324 Meter hoch, von 1887 bis 1889 errichtet als Aussichtsturm für die Weltausstellung: Der Eiffelturm ist heute das Wahrzeichen von Paris / Foto: Shutterstock

Freitag
Zwischen edlen Delikatessenläden, deftiger Gourmetküche und schicken Weinbars: eintauchen in das besondere Flair von Paris!

Der erste Tag bietet sich dafür an, das typi­sche Flair der Stadt der Lichter
in traditionellen Lokalen zu atmen, beispielsweise zu Mittag in einem Bistro
wie dem winzigen »Comptoir du Relais« des Starkochs Yves Camdeborde, in dem sich Essbegeisterte aus aller Welt um die wenigen Tische reißen. Danach empfiehlt sich ein ­Spaziergang durch den nahen Jardin du Luxembourg, einem Musterbeispiel französischer Gartenbaukunst.


Edel dinieren kann man im »La Coupole« mit Hummer und Co. / Foto beigestellt

Zu Fuß geht es ­weiter ins Künstlerviertel Montparnasse und zum gleichnamigen ­Wolkenkratzer, von ­dessen Dach aus sich ein herrlicher Blick auf die Stadt und ihre Sehenswürdigkeiten auftut. Unweit des Turms führt die elegante Bouti­quen-Straße Rue du Cherche-Midi, in der auch die berühmte Bäckerei Poilâne liegt, ­hinunter zum exklu­siven Traditionskaufhaus Bon Marché mit seiner sehenswerten Delikatessenabteilung. Auf dem Weg dahin empfiehlt sich ein Abstecher auf ein Gläschen in die stimmige Weinbar »Au Sauvignon«. ­Danach geht es zurück nach Montparnasse, um zum Abendessen ­das einzigartige Ambiente einer echten ­Brasserie zu genießen, wie zum ­Beispiel in der »La Coupole« mit ihren Hunderten ­Sitz­plätzen und unzähligen Kellnern, ­deren ­perfekt eingespieltes Servier-Ballett ­allein schon einen Besuch wert ist. Als Vorspeise wählt man ein kunstvoll aufgetürmtes Plateau mit Austern und sonstigen Krusten- ­und Schalentieren und danach – als Kontrast – einen deftigen Klassiker der französischen Brasserie-Küche, wie etwa die berühmte Choucroute garnie, also eine Art Bauernschmaus, oder die gegrillte Kuttelwurst ­Andouillette mit bilderbuchhaften Pommes frites.

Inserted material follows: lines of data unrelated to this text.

PR #109, opened 2026-07-14
feat(agent-adapter): opencode history (list/read/resume) via shared history server

lucas77778:
Closes CODE-171 (Phase 2 of CODE-140).

## What

Gives the opencode adapter real history capabilities — `list` / `read` / `resume` — so cold sessions, session switching (transcript seed reads), and history browse/import work for opencode like they do for claude-code/codex. Until now opencode inherited `{list:false, read:false, resume:false}`: its sessions' past content was unrecoverable for any late-attaching or reconnecting client.

## Design (decision locked on CODE-171)

**Shared history-only server.** History calls run on never-started adapter instances (HistoryService's factory), so they can't use any live session's server. A daemon-shared, lazily-spawned, idle-reaped `opencode serve` backs them instead:

- **Self-spawned with a neutral cwd** (`~/.linkcode/opencode-history`): opencode indexes its cwd as the default workspace and the SDK's `createOpencode()` cannot set cwd — a daemon launched from `$HOME` would index the whole home tree.
- **Explicit free port**: `--port=0` does NOT auto-allocate (falls back to 4096, verified live on 1.17.11).
- **SIGTERM→SIGKILL escalation** (the SDK's `close()` is a bare SIGTERM), 60s idle reap, process-exit cleanup, `unref` after readiness so an idle server never holds the daemon's event loop.

Live sessions keep their per-session server; consolidating live + history onto one server (the full paseo model) is a deliberate non-goal here.

## Behavior notes (all live-verified on opencode 1.17.11)

- `readHistory` full-fetches then slices at event level — the messages RPC's `limit` returns the **last** n messages, so it cannot page forward. Reverted messages are truncated at `Session.revert.messageID` (partial `partID` reverts keep everything rather than over-cut).
- Replay reuses the live part ids (`streamDelta` keys / `toolCallFromPart` snapshots) so live turns and cold replay converge by id in the conversation fold.
- `resumeHistory` is a native continue: adopt the existing session id (no `session.create`), scope every call by the session's **own** directory (events ride the per-directory instance bus; the resume cwd need not match).
- Fresh live sessions now emit `session-ref`, **deferred to the first on-stream busy acknowledgement** — announcing at create would seed the client against an empty transcript and the `uptoSeq` cut would swallow the first prompt (same deferral codex uses).

## Verification

- `pnpm check:ci` + `pnpm test` (112 files / 839 tests) green.
- Live drive against a real `opencode serve` + real on-disk sessions: listed 18 sessions sorted desc, replayed a real session as `user-message`/`tool-call`/`agent-message-chunk` events, paged with cursors, resumed a real session (ref announced, no create, correct directory scoping), and confirmed no stray server after dispose.


lucas77778:
Review pass (8-angle parallel scan → 15 candidates → verified 10) + all 10 findings fixed in 4 follow-up commits:

- `f4e0747` hoist `allocatePort` into `@linkcode/common/node` (was duplicated in engine's `scripts/ports.ts` and this PR's history server)
- `005de1a` history-server lifecycle: process-exit hook registered once per manager lifetime (an old generation's exit could previously strip the NEW generation's cleanup via the shared listener reference → orphaned server on daemon exit); readiness detection moved to a rolling window (a >8KB startup preamble could freeze the capped buffer and fake a timeout); one automatic fresh-port retry on a startup-window death (stolen-port race)
- `3943c3c` `canonicalDirectory` for the history cwd filter (symlinked cwds like macOS `/tmp` → `/private/tmp` silently dropped sessions); `readHistory` fetches `get`+`messages` concurrently; shared `FakeEventStream` test double; `textHistoryEvent` reuse in the replay mapping
- `3c8d8b3` hardening from the adversarial re-verify: startup retry honors an in-flight graceful shutdown; path roots survive cwd canonicalization (`C:\` ≠ `C:`)

Verification: 3 independent adversarial re-checks (one ran the new tests against the pre-fix code in a worktree — all three new lifecycle tests fail on the old implementation, pass on the new). `pnpm check:ci` + full `pnpm test` green; live re-drive against a real `opencode serve` including the symlinked-cwd filter case.

PR #143, opened 2026-07-16
feat(agent-adapter): opencode set-model + agent-mode switching (CODE-224)

lucas77778:
## Summary

Phase 3 of CODE-140 (control plane), per CODE-224: the opencode adapter now accepts `set-model` and `set-approval-policy`, using the per-prompt-override mechanism (the pick is resent on every `session.promptAsync` / `session.command` as the `model` / `agent` fields — next-turn semantics, in-flight turns unaffected).

- **`set-model`**: store-then-emit (codex precedent). Rejects refs that aren't `providerID/modelID` (a stored bare id would emit a "successful" `model-update` while prompts silently omit the field), and rejects cross-provider switches when a per-account credential was injected at spawn (injection is spawn-time-only, scoped to one provider). Configured/adopted model is reflected at start.
- **Approval-policy axis = opencode's agent axis**: selectable agents from `app.agents({directory})` (`primary`/`all`, non-hidden) are advertised as policies (claude precedent of `plan` riding this axis); default mirrors the TUI (first primary). Permission posture stays config-driven (CODE-136). `$` shell runs under the selected agent; a failed discovery at start is retried on the first shell command, re-arming the axis.
- **Resume** adopts the Session record's last-used `model`/`agent` unless `StartOptions.model` overrides.
- Both catalog fetches (commands + agents) are best-effort and now run concurrently.

## Verification

- Live-verified against a real `opencode serve` (binary 1.18.2 × SDK 1.17.18): same-session model switch (gpt-5.4 → gpt-5.4-mini) and agent switch (build → plan) both route the very next turn — assistant `providerID`/`modelID`/`agent` readback all flip; Session record tracks last-used model/agent; no switched/ack event fires on the legacy bus. Transcript attached to CODE-224.
- 49 unit tests in `opencode.test.ts` (7 new + 2 validation tests), full suite 1054/1054, `pnpm check:ci` clean.
- Multi-angle code review (line-by-line / removed-behavior / cross-file / reuse / efficiency / conventions) — all confirmed findings fixed in this diff; engine/UI cross-checks came back clean (no prevalidation constraint, attach replay unconditional, approval-policy menu fully data-driven, stub `plan` mode deduped generically).

## Out of scope (follow-ups on CODE-140/CODE-224)

Dynamic model catalog on the wire (desktop model picker stays hidden for opencode until then), `variant` (effort) axis, permission-ruleset presets (superseded by the agent axis).


lucas77778:
Re: Greptile's resume/credential finding (confidence note) — confirmed real, and now fixed at the stack tip in #145 (`092b82c`): a credential-carrying resume without an explicit `StartOptions.model` now pre-reads the session's recorded model off the shared history server *before* the spawn, so the spawn-time provider credential injection covers the provider the resumed turns will target. Unit-tested both ways (injection present with a readable record; graceful fallback to the uninjected spawn when the record read fails). Kept in #145 rather than this branch because the two PRs merge back-to-back and rebasing the stack would churn four commits for a nil master-exposure window.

>>> Restaurants, Sightseeing, Shopping, Hotels: Die besten Adressen in Paris

Samstag
Saisonale Delikatessen auf den Wochen­märkten, Kultur pur im Musée du quai Branly und Shopping im ältesten Viertel der Stadt.

Am nächsten Tag geht es zuerst auf ­einen der zahlreichen Wochenmärkte der Stadt, wo man sich einen Überblick verschafft über die große Vielfalt an saisonalen Lebensmitteln, die ein geografisch und kulturell so vielseitiges Land wie Frankreich zu bieten hat. Besonders eignet sich dafür der Marché Edgar Quinet am gleichnamigen Boulevard (mittwochs und samstags) oder der Bio-Markt am Boulevard Raspail (sonntags). Danach geht es hinunter an die Seine, wo sich bei Schlechtwetter der Besuch eines Museums empfiehlt, wie zum Beispiel des von Stararchitekt Jean Nouvel gestalteten Musée du quai Branly, das ausschließlich nicht europäische Kunstwerke ausstellt. Weniger bekannt, obwohl absolut sehenswert, ist die Sainte-Chapelle mit ihren einzigartigen gotischen Fensterfronten auf der Ile de la Cité, der größeren der beiden Seine-Inseln. Im Anschluss führt ein Spaziergang auf die kleinere und verschlafen wirkende Ile Saint-Louis, wo im »Le Sergent Recruteur«, einem der angesagtesten Restaurants der Stadt, ein leichtes und kreatives Mittagsmenü wartet.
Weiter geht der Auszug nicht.